Lecco, di oscure origini, dal nome forse ellenico (latino Leucum, come Leucade, bianca), dopo aver seguite le sorti delle due regioni lariana e briantea dalla favolosa epoca degli Orobi alla formazione dei Comuni divenne nel Medio Evo un importante castello, come è facile comprendere dalla sua posizione che le consentiva il comando d'uno dei primi passi lombardi, lo Spluga. Tuttavia delle sue fortificazioni non restano che ruderi di torri, una delle quali presso il Municipio, ridotta a carceri, l'altra accanto alla chiesa maggiore, adattata a campanile. Anche Lecco col suo territorio sofferse dell'ambizione delle famiglie più potenti e dei principi, quando i Comuni divennero signorie. Contesa prima fra i ghibellini Longhi ed i guelfi Benalio, poi tra i Rusca e i Visconti, subì poi le guerre tra Filippo Maria e la Repubblica di Venezia, in potere della quale stette alcuni anni (1428-1452), sempre però in armi, poiché i Visconti e gli Sforza vi avevano mantenuto un loro forte partito. In questo tempo combatterono nel lecchese con varia fortuna i più celebri capitani dell'epoca: Carmagnola, Facino Cane, Piccinino, Colleoni, Cornaro, ecc.
Il territorio di Lecco fu nuovamente in guerra quando il Medeghino (Gian Giacomo de' Medici) tentò di formarsi un principato con le terre del Lario e della Brianza e nel 1512 s'impadronì per sorpresa del grosso borgo, intitolandosi conte di Lecco e coniando monete con tale qualifica; poi tornò in quiete, o più tosto stabile, sottomessa agli Spagnoli, per causa de' quali sofferse nel 1629 il famoso saccheggio dei Lanzichenecchi che andavano all'assedio di Mantova e portarono la peste descritta dal Manzoni.
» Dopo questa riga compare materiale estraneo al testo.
PR #345, opened 2021-06-17
[vissl] Fix multicrop transform total_num_crop overwriting

iseessel:


vissl/utils/hydra_config.py
```diff
@@ -338,7 +337,9 @@ def infer_losses_config(cfg):
         cfg.LOSS.multicrop_simclr_info_nce_loss.buffer_params.effective_batch_size = (
             batch_size * world_size
         )
-        cfg.LOSS.multicrop_simclr_info_nce_loss.num_crops = total_num_crops
+        cfg.LOSS.multicrop_simclr_info_nce_loss.num_crops = (
+            total_num_crops or cfg.LOSS.multicrop_simclr_info_nce_loss.num_crops
+        )
```
prigoyal, line 342: I feel that we should just remove the computation of `total_num_crops`. From a pure reading perspective, IMO, its adding complexity that outweights the benefits. In some places, it seems not essential either.

prigoyal (commented):
thank you @iseessel , really appreciate your help with this. I left an inline comment and I propose to shoot for simplicity.

vissl/utils/hydra_config.py
iseessel: Hmm... I do agree it's not the most readable, but I do prefer keeping it. 

I see a lot of configs where total_num_crops != num_crops (we could of course change them), but I feel like copy and pasting configs is common and inferring this prevents against someone making a mistake when dealing with the config.

Another idea is we could reverse how we are inferring -- that is we could infer the "transformation.total_num_crops" from the `loss.num_crops`.

prigoyal: gotcha. let's chat offline about this and find a plan. :)

PR #363, opened 2021-07-16
Updated example in img_pil_to_multicrop.py docstring

growlix:
Previous docstring example: total_num_crops=2, num_crops=[1, 2]
Updated: total_num_crops=3, num_crops=[1, 2]


iseessel (approved):
Thanks for catching.

Issue #364, opened 2021-07-17
Extract_cluster from DeepCluster_V2 pretrained model


DC95:
Hello @QuentinDuval and @prigoyal 

I was wondering whether I can use the extract_cluster from configs/config/extract_cluster/swav/visualise_swav_resnet_in1k_8gpu.yaml for **deep_clusterV2**  pretrained model?

I tried with one of the basic changes with the **head configuration** i.e. I tried the one which I used in my pretraining- 

    HEAD:
       PARAMS: [
         ["mlp", {"dims": [2048, 2048], "use_relu": True, "skip_last_layer_relu_bn": False}],
         ["mlp", {"dims": [2048, 128]}],
       ]
      
But it came up with the error - 

> File "/p/project/deepacf/kiste/DC/vissl/vissl/trainer/trainer_main.py", line 514, in extract_clusters
    assert self.task.base_model.is_clustering_model(), error_message
AssertionError: Extracting clusters is only available for pre-training methods based on clusters

**My understanding -** 

I looked at the code from **trainer_main.py** and the function **def extract_clusters(self)**,  here it is mentioned - 

_extract multi-GPU cluster extraction for pre-trained models based on clusterization (SwAV, **DeepCluster**, etc.)_

But I also went to function **def [is_clustering_model**](https://github.com/facebookresearch/vissl/blob/6c21cd91e66dcf74f4533463977514bb11a2cd1e/vissl/models/base_ssl_model.py#L551) (used for asserting the base model line 514 in def extract_clusters) where it is written -

_- only supported for **SWAV currently**_ (This contradicts the above)

I think extract_cluster is not yet ready for deepcluster_v2. Can somehow we do it??

QuentinDuval:
Hi @DC95,

Indeed, the extract cluster is for the moment only working for SwAV and the message is a bit misleading.

I think we can schedule an enhancement on our side to improve this and support DeepClusterV2 in addition to SwAV (@prigoyal what do you think?)?

Or if you feel comfortable trying to contribute it (it seems you went through some of the code already), give it a go and open a PR with it: we will very much welcome your help :)

DC95:
Dear @QuentinDuval and @prigoyal 

I have not done this before :) but I will give it a go. I will definitely need your support. 

Regards,
DC

DC95:
Dear @QuentinDuval 

From today, I have started to look deeper into the codes and management of VISSL. But I see that you have self-assigned it yourself. 

[...]

PR #417, opened 2021-09-05
Extract_cluster from DeepCluster_V2 pretrained model and visualisation (#364)

DC95:
Summary:
# For DC_V2 Cluster_assignment_extraction + visualisation_yaml_config

This PR introduces:
1. Changes in the trainer_main.py and base_ssl_model.py to adjust the head configuration of DC_V2
2. Yaml file config to extract clusters from the DC_V2 train checkpoint.

My own doubts - 

Forgive me for my mistakes; I don't feel confident whether changing - 

1. prototype_index[idx].item() **to** prototype_index.item() is doing the correct job in base_ssl_model.py. I changed it because it was otherwise showing the error - _'IndexError: invalid index of a 0-dim tensor. Use tensor.item() to convert a 0-dim tensor to a Python number'_
2. I also understand that in DC_V2, we use multi clustering, and for that we there are multi heads (i.e., len(self.heads) >1).

This is as far as my understanding goes. Kindly improve it as I am in urgent need of the visualization of the DCV2 Cluster assignments.

Regards,
DC

Kind note - 
Rest we can proceed with cluster_assignments_to_dataset.py as given in the [link](https://github.com/facebookresearch/vissl/commit/a8622d7649e9392e13db4806e014f4048678e9ba)

## Interested parties

CC: @QuentinDuval, @iseessel

### DIFF
--- a/vissl/models/base_ssl_model.py
+++ b/vissl/models/base_ssl_model.py
@@ -13,7 +13,7 @@ from classy_vision.models import ClassyModel, register_model
 from fairscale.nn.data_parallel import FullyShardedDataParallel as FSDP
 from vissl.config import AttrDict
 from vissl.data.collators.collator_helper import MultiDimensionalTensor
-from vissl.models.heads import SwAVPrototypesHead, get_model_head
+from vissl.models.heads import SwAVPrototypesHead, get_model_head, MLP
 from vissl.models.model_helpers import (
     get_trunk_output_feature_names,
     is_feature_extractor_model,
@@ -551,11 +551,11 @@ class BaseSSLMultiInputOutputModel(ClassyModel):
     def is_clustering_model(self):
         """
         Whether or not the model is a clustering model
-        (only supports SwAV for the moment)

Il solo borgo di Lecco, nel contagio, si afferma perdesse 511 persone.
Conobbe nuovamente la guerra nel 1799, quando Francesi ed Austriaci si scontrarono dinanzi al famoso ponte visconteo, che fu mutilato d'un arco d'ambe le parti. Nel 1848 i Lecchesi furono tra i primi popoli rurali che, all'annunzio della insurrezione di Milano, fecero prigioniero il presidio austriaco; quindi, armatisi, corsero a Monza, aiutarono quei cittadini a liberarsi dell'imperiale e regia guarnigione e con nuovi rinforzi giunsero a Milano, dove entrarono dal dazio di Porta Comasina, dopo una viva scaramuccia come primo soccorso fraterno dei provinciali ai combattenti milanesi. I Lecchesi tornarono a Milano nell'agosto dello stesso anno per difenderla dal nemico che, inseguendo i vinti Piemontesi, l'aveva investita con grandi forze, ma giunsero quando già era stato stipulato il trattato di resa noto col nome di Armistizio Salasco, e non restò loro che tornarsene e disperdersi in fretta.
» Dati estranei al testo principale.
PR #442, opened 2021-10-07
Add augly transformation support

iseessel:
Differential Revision: D31462923

### DIFF
--- a/.circleci/config.yml
+++ b/.circleci/config.yml
@@ -16,7 +16,7 @@ cpu: &cpu
   environment:
     TERM: xterm
   machine:
-    image: default
+    image: ubuntu-1604:201903-01
   resource_class: medium
 
 gpu: &gpu
@@ -37,8 +37,8 @@ install_python: &install_python
       working_directory: ~/
       command: |
         pyenv versions
-        pyenv install 3.6.2
-        pyenv global 3.6.2
+        pyenv install -f 3.7.0
+        pyenv global 3.7.0
 
 update_gcc7: &update_gcc7
   - run:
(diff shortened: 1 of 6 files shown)


.circleci/config.yml
```diff
@@ -153,17 +165,18 @@ jobs:
       # Cache the vissl_venv directory that contains dependencies
       - restore_cache:
           keys:
-            - v5-cpu-dependencies-{{ checksum "requirements.txt" }}-{{ checksum "setup.py" }}
+            - v8-cpu-dependencies-{{ checksum "requirements.txt" }}-{{ checksum "setup.py" }}
```
prigoyal, line 168: question: why bumping from v5 to v8 directly? why not v6?

.circleci/config.yml
```diff
@@ -16,7 +16,7 @@ cpu: &cpu
   environment:
     TERM: xterm
   machine:
-    image: default
+    image: ubuntu-1604:201903-01
```
prigoyal, line 19: question: why are we changing the image to ubuntu? why not use the default container

tests/test_transforms.py
```diff
@@ -77,3 +82,16 @@ def test_img_pil_to_multicrop(self):
...
             self.assertEqual((96, 96), crop.size)
+
+    def test_augly_transforms(self):
+        cfg = compose_hydra_configuration(
+            [
+                "config=test/cpu_test/test_cpu_resnet_simclr.yaml",
+                "+config/test/cpu_test/transforms=augly_transforms_example",
+            ],
+        )
+        args, config = convert_to_attrdict(cfg)
```
prigoyal, line 93: double check: make sure these tests don't request gpus.

vissl/utils/misc.py
```diff
@@ -80,6 +80,19 @@ def is_apex_available():
     return apex_available
 
 
+def is_augly_available():
```
prigoyal, line 83: could we also assert somewhere about the python version if augly has a specific requirement?

prigoyal (commented):
thank you @iseessel , added some thoughts inline.

PR #436, opened 2020-11-12
Don't flatten Potential instances

nstarman:
first check its a Potential

### DIFF
--- a/galpy/potential/Potential.py
+++ b/galpy/potential/Potential.py
@@ -3257,7 +3257,9 @@ def flatten(Pot):
         2018-03-14 - Written - Bovy (UofT)
     
     """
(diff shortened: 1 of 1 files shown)


nstarman:
I also got CompositePotential to completely work. It operates completely like a list. should I push in different PR?

nstarman:
See https://github.com/nstarman/galpy/tree/composite_potentials

jobovy:
Thanks, this is a very straightforward way to fix the issue you're having while not affecting any of the other code!

Let's hold off for now on the `CompositePotential`, I need to think more about how that would mesh with the rest of the code.

With travis slow these days, it will be a while until the tests all run...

«Pochi, ma buoni» veramente sono gl'ingegni fioriti su la terra fertile e nell'aria fina di Lecco. Innanzi tutto Girolamo Morone, lo sfortunato ministro dell'ultimo duca di Milano, Francesco Il Sforza più caro agli Italiani è il nome di Antonio Stoppani (1824-1893), geologo e letterato, probo e liberale sacerdote e il poeta Antonio Ghislanzoni. Né degni d'oblio sono i nomi dello storico locale dottor Giovanni Pozzi, del musicista Luigi Vicini, dell'intagliatore Giacomo Mattarelli, che dedica ventidue anni ad un modello in legno del Duomo di Milano. Lecchese era pure, com'è notorio, la famiglia dei nobili Manzoni.